The Shoes
I sat in on an interesting case at the justice center recently. The judge was getting ready to sentence the defendant, armed robbery, when the lowlife said, “don’t judge me, Your Honor, until you’ve walked a mile in my shoes.”
Well the justice center is located a few blocks from a university that happens to have a track. “What size shoe do you wear?” asked the judge. Puzzled, the defendant looked down at his feet then back up at the judge. “9 and a ½,” came his reply. “Well today’s your lucky day. I wear a 9 and a ½.”
The judge left his chair and walked over to the defendant. Both sets of lawyers exchanged glances, wondering where the judge was going with this. The judge took off his own shoes and asked for the defendant’s. With a little help from his lawyer, the defendant untied his shoes and handed them to the judge. Adidas running shoes. “There will now be a half-hour recess. When I get back I will give you what I think is a fair sentence.”
The judge left the courtroom and went over to the university’s track wearing the defendant’s shoes. He drove there of course, wanting not to walk more than a mile. He wears a fitness tracker, so he knew how many steps he had already taken from the courtroom to his car, then from his car to the starting line at the track. According to his watch, he still needed 1200 meters, in other words 3 laps to make it one mile. He walked diligently and rather enjoyed the brief exercise. There was a brisk wind, it being fall and all. The walk took him back to his school days when he was a cross country runner.

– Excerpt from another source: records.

PR #1892, opened 2021-07-07
Transfer Fungible Tokens: prepare requests

marcinbodnar:


src/services/fungibleTokens.js
```diff
@@ -0,0 +1,90 @@
...
+
+    async isStorageBalanceAvailable(contractName, accountId) {
+        return new BN((await this.checkStorageBalance(contractName, accountId)).total).gte(new BN(FT_MINIMUM_STORAGE_BALANCE));
+    }
+
+    async checkStorageBalance(contractName, accountId) {
+        return await this.account.viewFunction(contractName, 'storage_balance_of', { account_id: accountId }).catch(logError);
+    }
+
+    async transfer(contractName, amount, memo, receiver) {
```
MaximusHaximus, line 33: Would be nice to make this take a single object as an argument...e.g.
```javascript
async transfer({ contractMetadata: { contractName, decimal}, amount, memo, receiver }) { ... }
```

It makes it easier to grok at the callsites that use the method, aids in composability, and makes changes less likely to be awkward in the future (for example, if we made `memo` optional).

src/services/fungibleTokens.js
```diff
@@ -0,0 +1,90 @@
...
+        ]);
+    }
+
+    async calculateAmount(contractName, amount) {
+        const { metadata } = await this.getMetadata(contractName);
+        return new BN(10).pow(new BN(metadata.decimals)).mul(new BN(amount)).toString();
+    }
+
+    async transferStorageDeposit(contractName, accountId) {
+        await this.signAndSendTransaction(contractName, [
```
MaximusHaximus, line 49: Rather than await this here, which results in `transferStorageDeposit()` _always_ returning `undefined`, we should just `return this.signAndSendTransaction(...)` so that the caller can inspect the returned result of the transaction submission if they want to.

src/services/fungibleTokens.js
```diff
@@ -0,0 +1,90 @@
...
+            }, FT_TRANSFER_GAS, FT_TRANSFER_DEPOSIT)
+        ]);
+    }
+
+    async calculateAmount(contractName, amount) {
+        const { metadata } = await this.getMetadata(contractName);
+        return new BN(10).pow(new BN(metadata.decimals)).mul(new BN(amount)).toString();
+    }
+
+    async transferStorageDeposit(contractName, accountId) {
```
MaximusHaximus, line 48: Why include `accountId` here as an argument if this object has a specific account as `this.account`?

src/services/fungibleTokens.js
```diff
@@ -0,0 +1,90 @@
...
+        await this.signAndSendTransaction(contractName, [
+            functionCall('storage_deposit', {
+                account_id: accountId,
+                registration_only: true,
+            }, FT_STORAGE_DEPOSIT_GAS, FT_MINIMUM_STORAGE_BALANCE)
+        ]);
+    }
+
+    async signAndSendTransaction(receiverId, actions) {
+        return await this.account.signAndSendTransaction(receiverId, actions).catch(logError);
```
MaximusHaximus, line 58: As with prior comment, we don't want to just ignore _all_ errors ever encountered by this call; if we do, we rob the caller of the ability to react to the errors in any way, either by alerting the user, re-throwing up the call stack, or retrying the operation.

src/services/fungibleTokens.js
```diff
@@ -0,0 +1,90 @@
...
+    }
+
+    getLikelyTokenContracts = () => (
```
MaximusHaximus, line 61: 1. 🔪 no need for an expression here
2. As above, we don't want to silently ignore _all_ errors attempting to fetch likelyTokens; only the caller of this method will know what the right course of action is, and by swallowing the error here we have removed the caller's ability to remedy the issue or display an error to the user/whatever else it may do.

src/services/fungibleTokens.js
```diff
@@ -0,0 +1,90 @@
...
+        sendJson('GET', `${ACCOUNT_HELPER_URL}/account/${this.account.accountId}/likelyTokens`).catch(logError)
+    )
+
+    async getMetadata(contractName) {
+        // FungibleTokenMetadata interface
+        // https://github.com/near/NEPs/blob/master/specs/Standards/FungibleToken/Metadata.md
+        const metadata = await this.account.viewFunction(contractName, 'ft_metadata').catch(logError);
```
MaximusHaximus, line 68: Same comments re: silently ignoring all errors; this is a very dangerous pattern to implement in a low level object like this, because it has no context on what an error may mean and how to react to it.

src/services/fungibleTokens.js
```diff
@@ -0,0 +1,90 @@
...
+    
+        return {
+            contractName,
+            metadata
+        };
+    }
+
+    async getBalanceOf(contractName) {
+        const balance = await this.account.viewFunction(contractName, 'ft_balance_of', { account_id: this.account.accountId }).catch(logError);
```
MaximusHaximus, line 77: Same comments re: not silently swallowing all errors that this may encounter

src/services/fungibleTokens.js
```diff
@@ -0,0 +1,90 @@
...
+            contractName,
+            balance
+        };
+    }
+}
+
+const logError = (error) => {
+    console.warn(error);
+    Sentry.captureException(error);
+};
```
MaximusHaximus, line 88: I don't think we even want this method to exist in this file; errors should be thrown to the caller so they can decide what to do... this type of logic really only belongs on the _consumer_ side of this code, not embedded in this object.

src/utils/wallet.js
```diff
@@ -637,7 +637,7 @@ class Wallet {
         return availableKeys;
     }
 
-    async getAccountBasic(accountId) {
+    getAccountBasic(accountId = this.accountId) {
```
MaximusHaximus, line 640: I don't think that we want to add any implied logic here; it makes it too easy for someone to call `getAccountBasic(variableName)` where `variableName` happens to be a reference to an undefined key on an object that they expected to be populated... which then becomes a silent fallback for this function to use the account that happens to be set on the `wallet` object instance (which may or may not make any sense in the context of the caller of `getAccountBasic()`).  I'd rather that bug be discovered when `account.state()` throws an error than when we use the _result_ of `account.state()` for an action that turns out to be using _the wrong account_ for the action...

MaximusHaximus (changes requested):
Questions and changes added in-line.

Also, a comment / description on the PR explaining what you are trying to solve (and _not_ trying to solve) with the code in the PR would be nice in general; empty PR descriptions are less than ideal, especially when it comes to indexing + searching in the future.

src/services/fungibleTokens.js
```diff
@@ -0,0 +1,90 @@
...
+import * as nearApiJs from 'near-api-js';
+
+import sendJson from '../tmp_fetch_send_json';
+import { wallet } from '../utils/wallet';
+import { ACCOUNT_HELPER_URL } from '../utils/wallet';
+
+const FT_MINIMUM_STORAGE_BALANCE = '1250000000000000000000';
+const FT_STORAGE_DEPOSIT_GAS = '30000000000000';
+const FT_TRANSFER_GAS = '30000000000000';
+const FT_TRANSFER_DEPOSIT = '1';
```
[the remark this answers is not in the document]
marcinbodnar: I took `FT_MINIMUM_STORAGE_BALANCE` and `FT_STORAGE_DEPOSIT_GAS` from here:
https://docs.near.org/docs/api/naj-cookbook#wrap-and-unwrap-near

I'm not sure about `FT_TRANSFER_GAS` - it depends on many things, but unused gas is refunded:
https://docs.near.org/docs/concepts/gas#attach-extra-gas-get-refunded
I set it to the same value as creating an account (`storage_deposit`), so it should be enough, and it's still a very low amount of tokens - but I guess we should double-check it with someone? While testing, the amount of gas used was much much less.

src/services/fungibleTokens.js
```diff
@@ -0,0 +1,90 @@
+import * as Sentry from '@sentry/browser';
```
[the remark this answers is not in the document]
marcinbodnar: Done.

src/services/fungibleTokens.js
```diff
@@ -0,0 +1,90 @@
...
+
+const {
+    transactions: {
+        functionCall
+    }
+} = nearApiJs;
+
+class FungibleTokens {
+    constructor() {
+        this.account = wallet.getAccountBasic();
```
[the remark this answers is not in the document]
marcinbodnar: Right, but I'm not sure about stashing the instance in Redux because of redux-persist. Maybe this type of solution:
https://github.com/near/near-wallet/pull/1892/commits/2ce24bb12e03c82f168f2e2dfea9bc97710a3567

It would make sense to keep everything in wallet instance, and it would look much better codewise after we refactor wallet.js into a more reasonable form.

src/services/fungibleTokens.js
```diff
@@ -0,0 +1,90 @@
...
+    }
+
+    async isStorageBalanceAvailable(contractName, accountId) {
+        return new BN((await this.checkStorageBalance(contractName, accountId)).total).gte(new BN(FT_MINIMUM_STORAGE_BALANCE));
+    }
+
+    async checkStorageBalance(contractName, accountId) {
+        return await this.account.viewFunction(contractName, 'storage_balance_of', { account_id: accountId }).catch(logError);
```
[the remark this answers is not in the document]
marcinbodnar: Right, done.
I also renamed `checkStorageBalance` into `getStorageBalance` as it will have more sense.

src/services/fungibleTokens.js
```diff
@@ -0,0 +1,90 @@
...
+                amount: await this.calculateAmount(contractName, amount),
+                memo: memo
+            }, FT_TRANSFER_GAS, FT_TRANSFER_DEPOSIT)
+        ]);
+    }
+
+    async calculateAmount(contractName, amount) {
+        const { metadata } = await this.getMetadata(contractName);
+        return new BN(10).pow(new BN(metadata.decimals)).mul(new BN(amount)).toString();
+    }
```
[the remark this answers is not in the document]
marcinbodnar: Right, done.

src/services/fungibleTokens.js
```diff
@@ -0,0 +1,90 @@
...
+            functionCall('ft_transfer', {
+                receiver_id: receiver,
+                amount: await this.calculateAmount(contractName, amount),
+                memo: memo
+            }, FT_TRANSFER_GAS, FT_TRANSFER_DEPOSIT)
+        ]);
+    }
+
+    async calculateAmount(contractName, amount) {
+        const { metadata } = await this.getMetadata(contractName);
```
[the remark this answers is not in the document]
marcinbodnar: I think passing metadata is a better idea, I added a condition that if `contractMetadata` is no being pass, we are checking it inside the method, in case somebody would like to use it this way.

src/services/fungibleTokens.js
marcinbodnar: Done

src/services/fungibleTokens.js
marcinbodnar: It is accountId of the user that you are making the deposit for.

src/services/fungibleTokens.js
marcinbodnar: Done

src/services/fungibleTokens.js
marcinbodnar: Right, done.

src/services/fungibleTokens.js
marcinbodnar: Done.

src/services/fungibleTokens.js
marcinbodnar: Done.

src/services/fungibleTokens.js
marcinbodnar: Done.

src/utils/wallet.js
marcinbodnar: Got it, done.

src/services/fungibleTokens.js
marcinbodnar: Are you sure about that, I mean it's easy to change but we don't use this approach in the project?

src/services/fungibleTokens.js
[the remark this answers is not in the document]
MaximusHaximus: 1. For `FT_MINIMUM_STORAGE_BALANCE `, please add a comment here with a link to the cookbook so that it's clear what source of truth we used to make this decision later :)
2. For `FT_TRANSFER_GAS` please add a comment indicating that we arbitrarily set this to the same value as we use for creating an account and that the remainder is refunded.  I'm not sure I understand the reference to `storage_deposit`; is that the same?
3. What about `FT_TRANSFER_DEPOSIT`?

src/services/fungibleTokens.js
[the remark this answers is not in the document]
MaximusHaximus: Sure, we can keep it as a property of the wallet instance; makes sense to me :+1:

src/services/fungibleTokens.js
MaximusHaximus: :+1: roger that, makes sense.

src/services/fungibleTokens.js
```diff
@@ -0,0 +1,89 @@
...
+
+    async isStorageBalanceAvailable(contractName, accountId) {
+        return new BN((await this.getStorageBalance(contractName, accountId)).total).gte(new BN(FT_MINIMUM_STORAGE_BALANCE));
+    }
+
+    async getStorageBalance(contractName, accountId) {
+        return await this.account.viewFunction(contractName, 'storage_balance_of', { account_id: accountId });
+    }
+
+    async transfer(contractName, amount, memo, receiver, contractMetadata) {
```
MaximusHaximus, line 37: Is `contractName` already in `contractMetadata`?  If so, it would be preferable to use `contractMetadata.contractName` rather than duplicate this information here.

Since we don't actually have a use-case right now where we want to look up the metadata as part of calling `transfer()` (becausee we always want to use the metadata we've already loaded), and we are the only dependency on this code, let's not add a call to the block chain to this function chain _until and **if** we need it_; code that is not being used is a liability that doesn't provide any value -- we want code that exists here to exist _because it is useful_  and is _being used_.  Also, per my prior comment, if we _do_ want to provide loading capabilities to this module, we'll want to model that as a caching provider that can be passed in or constructed when an instance of this object is created; we _really_ don't want to encourage this method reaching out to hit the `viewFunction` _every time it's called_.  _In general_, we don't want extremely low level methods being responsible for _directly_ fetching data in cases where we know the data can and should be cached :). If methods do need to be responsible for fetching data that we expect should be cached, we'll want to model it using something like `dataloader` instances that can be passed to the object -- but for now, we don't need to solve that problem since we will have a source of truth (redux) for contract metadata that we can use to pass it into these calls _directly_, making this object much simpler.

With the elimination of this chain being responsible for loading metadata, we don't need `calculateAmount()` at all, either; we can just use `parseTokenAmount` directly on the metaData passed in to `transfer()`

Also, please convert this function to use an object as parameters per my prior comment, for the reasons I outlined there

...e.g.
```javascript
async transfer({ contractMetadata: { contractName, decimal }, amount, memo, receiver }) {...}
```

src/services/fungibleTokens.js
```diff
@@ -0,0 +1,89 @@
...
+
+    async signAndSendTransaction(receiverId, actions) {
+        return await this.account.signAndSendTransaction(receiverId, actions);
+    }
+
+    getLikelyTokenContracts() {
+        return sendJson('GET', `${ACCOUNT_HELPER_URL}/account/${this.account.accountId}/likelyTokens`);
+    }
+
+    async getMetadata(contractName) {
```
MaximusHaximus, line 71: Since this _entire object_ is now our programmatic interface for interaction with contracts that adhere to our FungibleToken standard, It'd be great if we had a JSDoc _on the the class_ that links to the entire specification.

src/services/fungibleTokens.js
```diff
@@ -0,0 +1,89 @@
...
+            metadata
+        };
+    }
+
+    async getBalanceOf(contractName) {
+        const balance = await this.account.viewFunction(contractName, 'ft_balance_of', { account_id: this.account.accountId });
+        return {
+            contractName,
+            balance
+        };
```
MaximusHaximus, line 87: Since the caller already knows the `contractName` (having provided it as an argument), I'm not sure it makes sense to return what they gave us in the object.  What do you think about making these two methods _just return what they query_ without wrapping the result in an object that repeats `contractName` back to the caller?  It seems less than ideal that the caller needs to extract a property from the result when they are assumedly only calling the method to get the data they _don't already have_.

src/utils/wallet.js
```diff
@@ -637,7 +644,7 @@ class Wallet {
         return availableKeys;
     }
 
-    async getAccountBasic(accountId) {
+    getAccountBasic(accountId) {
```
MaximusHaximus, line 647: Please find all usages of this method and remove the `await` keyword for clarity and consistency, and also make sure that there isn't anywhere that is using `getAccountBasic(xxxx).then(...)`, since that will be a breaking usage of the method.  It might seem safe to leave `await` keywords on usages of the function, but if we target any environment without native `async/await` support, these will be transpiled down to Promise usage...and when that happens, the transpiled code may break because it will be converted to `getAccountBasic(xxxx).then(...)` but `getAccountBasic()` won't return a Promise because it's no longer marked `async`.

Also just a note, this type of change will need to be treated as a breaking change in the future when we are exporting `Wallet` for usage by other apps/consumers, because  we have changed the function return type from `a Promise that resolves to a near-api-js Account object` to `a near-api-js Account object`

MaximusHaximus (changes requested):
:+1: rock on.  Just a couple things remaining then we can get this sucker merged :)

src/services/fungibleTokens.js
MaximusHaximus: Sorry about the delayed response, I just saw this comment(Github hid it!) :)

Re: am I sure, yes, named arguments are a Good Thing:tm: in a general way for readability, at the cost of a small amount of verbosity.

As an example, let us look at what it will look like when someone _calls_ this function:

```javascript
transferTo('accountId1', '15', 'accountId2', 'accountId3');
```

Without finding the implementation of `transferTo()` and reading it, I will have no idea what each of those arguments are. Is the receiver the first argument? Or is that the contract? The memo in this case is another NEAR account (for whatever reason) -- is that the receiver account? etc.

Imagine that `memo` becomes optional; this can present real problems that I have seen cause issues in the past:
```javascript
transferTo('accountId1', '15', null, 'accountId3');
```

Since it is now entirely likely that someone will actually pass `null` for the `memo`, we should probably add handling for `memo` being passed as `null` so we don't actually end up passing `null` to the call transfer call.  If we do, it will likely be automatically stringified into the string form of `null` which is actually a valid value for `memo`!
Javascript is tricky; it's in our long-term best interests to avoid needing this type of pattern; we can write simpler code if there is not an optional argument somewhere in the signature that is not the last argument.

Compare what it looks like to call the _same function_  if we use an object for the arguments:
```javascript
transferTo({
  contractMetadata: {
    contractName: 'accountId1'
  },
  amount: '10',
  memo: 'accountId2',
  receiver: 'accountId3'
});

// If `memo` becomes optional, _people can simply not provide it_ , and there is no incentive to pass `null` as a placeholder to maintain the same arity of the function.
transferTo({
  contractMetadata: {
    contractName: 'accountId1'
  },
  amount: '10',
  receiver: 'accountId3'
});
```

Even better, we can name `amount` something more explicit and it will be even clearer at the callsite -- e.g.

```javascript
transferTo({ 
  contractMetadata: {
    contractName: 'accountId1'
    ...
  },
  amountInYoctoNear: '10',
  receiver: 'accountId3'
});
```

Notice that the callsite where the function is _used_ is explicit about what you are doing; one can read the function call and immediately understand what each argument is doing without needing to read the implementation/full function definition of `transferTo()`.  This makes _reading the code_ a lot easier, even though it doesn't make any different to the computer, especially when you are reading code that you are unfamiliar with and trying to get an idea of what is happening without getting into the detail of exactly what each function's signature is.

It's also extremely nice for composability; order of arguments _is generally not important_; it only _becomes_ important if we have positional arguments.  If you are calling two or three functions in a row that take the same types as arguments, it is much less cognitive overhead if each of those 3 functions doesn't have the types in a different order.  Usually with named arguments, all 3 functions can have _the same name for an argument of a particular type_; you never have to shuffle the order of things because functions have slightly different orders of arguments.  Also as we move to typescript, re-using and composing types is a lot easier if we use objects to define function arguments; positional arguments tend to make it difficult to re-use types, especially when some functions take subsets of types that their calling functions take as arguments; you end up with a lot of very explicit type signatures for functions rather than using a few domain-driven types and passing subsets of those types around internally (see https://www.typescriptlang.org/docs/handbook/utility-types.html).

I understand we often have used positional arguments exclusively, even for functions with a large number of arguments and for functions with optional arguments in the past, but I want this to change, _especially_ for functions with multiple arguments, optional arguments, or arguments that we can conceivably imagine becoming optional.

This also aligns with an initiative happening in `near-api-js` to replace many function signatures that use  positional arguments to take an object as an argument instead.

cc: @Patrick1904 as this is relevant on a macro level to the codebase as a whole, and to the entire JS ecosystem at NEAR

I recommend spending a little time and watching this video and internalizing the ideas presented there, as it is a really good overview about how we should reason about cohesion and coupling in software:
https://www.youtube.com/watch?v=Ip2o4vbAK3s

What we're discussing here now is _removing connascence of order_.
We only _want_ _connascence of order_ when the _order itself is important_ in some way.  If we add connascence of order to things where the order is incidental or unimportant, all we are doing is adding additional coupling that we need to work around from then on.  Connascence of name is weaker than connascence of order and it is easier to reason about and keep consistent :)

src/services/fungibleTokens.js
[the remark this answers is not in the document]
MaximusHaximus: Unless we have code that actively uses the fetching of metadata here, I think we should just require the metadata for now.  If we change the function signature to be non-positional, adding a new `contractName` argument later that can be provided _instead_ of `contractMetadata` will not be a breaking change -- but until we have a use case where we need this code to be fetching metadata, let's leave that functionality out entirely.  When/if we get to the point where we want to enable this object to do the fetching as part of this function call, we will want to drive how we implement that based on the details of why we need it to be doing the fetch -- most likely we'll want to use a caching provider of some kind at that point rather than directly call `ft_metadata` _every time someone calls transfer_, since we know the metadata of the contract can/should be cached.  Let's just cross that bridge when we have to, and rely on passing the contract metadata into this function call for now :). If someone needs to get the metadata, it's a trivial thing for them to call getMetadata _themselves_, e.g.:
```javascript
const FTMetadata = await fungibleTokenManager.getMetadata(contractName);

transfer({contractMetaData: { contractName, ...FTMetadata }, amount, receiver, memo });
```

Or if they want to, they can do what we've done with redux, and populate a cache with the result of `getMetadata()`, then pass the cached result into `transfer()`.  The key thing is that our really low-level method isn't responsible for fetching the data just to perform a transfer; the things it requires are passed to it rather than looked up dynamically.  This also makes testing the function a lot easier, since there is no dependency on the result of a `near-api-js` `functionCall` nested inside `transfer()`.

src/services/fungibleTokens.js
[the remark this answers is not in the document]
marcinbodnar: Done

src/services/fungibleTokens.js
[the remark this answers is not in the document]
marcinbodnar: Got it, done.

src/services/fungibleTokens.js
marcinbodnar: Got it, I wasn't sure if you would like to use this approach in the whole project. Done.

src/services/fungibleTokens.js
marcinbodnar: > Is contractName already in contractMetadata?

No, I mean `ft_metadata` doesn't returns `contractName`, but I'm adding it in `getMetadata`. 

> With the elimination of this chain being responsible for loading metadata, we don't need calculateAmount() at all

Right, already removed it before reading this comment :) 

Done.

src/services/fungibleTokens.js
marcinbodnar: Sure thing, let me handle it in the near future, as time is chasing us.

src/services/fungibleTokens.js
marcinbodnar: We sure can, I think I added `contractName` because wanted to avoid passing it in action metadata to the reducer. 

Done.

src/utils/wallet.js
marcinbodnar: Thanks, I removed it at some point and totally forgot about adjusting calls.

> Also just a note, this type of change will need to be treated as a breaking change in the future

Right, roger that.

src/services/fungibleTokens.js
MaximusHaximus: I don't think we're in quite that much of a hurry -- it should only take 30 seconds; you don't even need to go find the spec, because it's the root of the link we've already got here on `getMetaData()`:
https://github.com/near/NEPs/tree/master/specs/Standards/FungibleToken

marcinbodnar: Done. I understood that you would like to add comments to all methods with params descriptions :)

MaximusHaximus: Ah, No, we'll get to JSDoc'ing later I think :D :) thanks!

marcinbodnar: Sure thing, it would be helpful for external contributors for sure.

src/components/accounts/SetupImplicit.js
```diff
@@ -119,7 +119,7 @@ class SetupImplicit extends Component {
         const { accountFunded } = this.state;
 
         if (!accountFunded) {
-            const account = await dispatch(getAccountBasic(implicitAccountId));
+            const account = dispatch(getAccountBasic(implicitAccountId));
```
MaximusHaximus, line 122: Since `getAccountBasic()` is now _entirely synchronous_, and has no error handling metadata associated with the action, I don't think we get _any_ benefit from `dispatch()`ing it at all.  A brief search for this shows me that this is the _only place in the codebase_ that uses this action --  _Everywhere_ else just calls `wallet.getAccountBasic()` directly). Let's remove the action entirely and just call `wallet.getAccountBasic()` directly here for consistency, instead of having this go through Redux unnecessarily.

src/services/fungibleTokens.js
```diff
@@ -0,0 +1,81 @@
+import BN from 'bn.js';
```
MaximusHaximus, line 1: 1. Lets export the class as the `default` export so that consumers of the class don't need to use a named import when the class export  is the _primary_ and _only_ reason the file exists
2. I'd like for us to start following airbnb's styling convention for file naming for consistency and readability -- that means making the filename here match the casing of the `default` export -- in this case, PascalCase so they match the name of the class itself (easier indexing and searching) (ref: https://github.com/airbnb/javascript#naming--filename-matches-export).

src/services/fungibleTokens.js
```diff
@@ -0,0 +1,81 @@
...
+const FT_MINIMUM_STORAGE_BALANCE = parseNearAmount('0.00125');
+const FT_STORAGE_DEPOSIT_GAS = parseNearAmount('0.00000000003');
+
+// set this to the same value as we use for creating an account and the remainder is refunded
+const FT_TRANSFER_GAS = parseNearAmount('0.00000000003');
+
+// contract might require an attached depositof of at least 1 yoctoNear on transfer methods
+// "This 1 yoctoNEAR is not enforced by this standard, but is encouraged to do. While ability to receive attached deposit is enforced by this token."
+// from: https://github.com/near/NEPs/issues/141
+const FT_TRANSFER_DEPOSIT = '1';
```
MaximusHaximus, line 30: 💖

src/services/fungibleTokens.js
```diff
@@ -0,0 +1,81 @@
...
+
+    async isStorageBalanceAvailable(contractName, accountId) {
+        return new BN((await this.getStorageBalance(contractName, accountId)).total).gte(new BN(FT_MINIMUM_STORAGE_BALANCE));
+    }
+
+    async getStorageBalance(contractName, accountId) {
+        return await this.account.viewFunction(contractName, 'storage_balance_of', { account_id: accountId });
+    }
+
+    async transfer({ contractMetadata: { contractName, decimals }, amount, receiverId, memo }) {
```
MaximusHaximus, line 47: Given your other comment that `contractMetadata` does not actually include `contractName`, I've been thinking about this a bit more -- what do you think about naming the first argument here 'token' instead?  

That way we don't have a concept of 'wallet contract metadata'  object that has a property on it that isn't _actually_ a part of the 'NEP141 token contract metadata' spec.

e.g.:
```javascript
async transfer({
  token: {
    contractName,
    metadata: {
      decimals
    }
  },
  amount,
  receiverId,
  memo
}) {...}
```

This way everything in `token.metadata` will exactly match the NEP141 spec, giving us a re-usable type like e.g. `NEP141TokenMetadata` when we get to TS, and `token.contractName` is just a string that is the name of the contract name used to interact with the token.

I'm thinking about this from a few angles:
1. If we start adding properties to `metadata` payloads, we run the risk of there being naming conflicts between what we have added and what the metadata endpoint returns in the future.
2. Our metadata won't match the spec, so anyone referencing the spec won't understand why there are properties on our metadata that aren't in the spec.
3. It will be tricky to work around the fact that there are two different object shapes for things that are both "metadata" -- and which one you are working with will depend entirely on where in the codebase we're working and whether or not we've mutated the metadata yet to add `contractName`.  By naming it differently it'll be easier to understand whether we're working with the `{ contractName, metadata }` version or just `metadata` returned from the NEP141 contract endpoint.

What do you think?

MaximusHaximus (changes requested):
I added some small / quick things in-line, primarily around naming :).
I think we're just about ready to rock here.

src/services/fungibleTokens.js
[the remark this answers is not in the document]
MaximusHaximus: :+1: awesome, looking good

src/components/accounts/SetupImplicit.js
marcinbodnar: Done.

src/services/fungibleTokens.js
marcinbodnar: Done.

src/services/fungibleTokens.js
marcinbodnar: 100% agree. Done.

MaximusHaximus (approved):
:+1: rock on, Lets Get This Merged! :)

He was tempted to break into a run, but he didn’t because the defendant asked him not to pass judgement until he walked a mile in his shoes. Running would be rushing through it and this judge is fair.
After he finished walking a mile in the defendant’s shoes, he took them off and drove back to the courthouse barefoot. Everyone was waiting for him when he got there. He walked over to the defendant and gave him his shoes back and said, “Life in prison.”
“WHAT?” the defense attorney said. The crowd was aghast. “It was just armed robbery, Your Honor!”
“Yes. But those shoes he is wearing match the description of a suspect who committed a murder 2 weeks ago in Vermont.”
“Speculation, Your Honor. Those shoes have never been to Vermont.”
“That’s a shame. Vermont’s pretty nice this time of year.”
***
“So what happened next?”
“What are you talking about?”
“At the justice center!”
“Funny thing. I ran out to put more coins in the meter. When I came back everyone was gone.”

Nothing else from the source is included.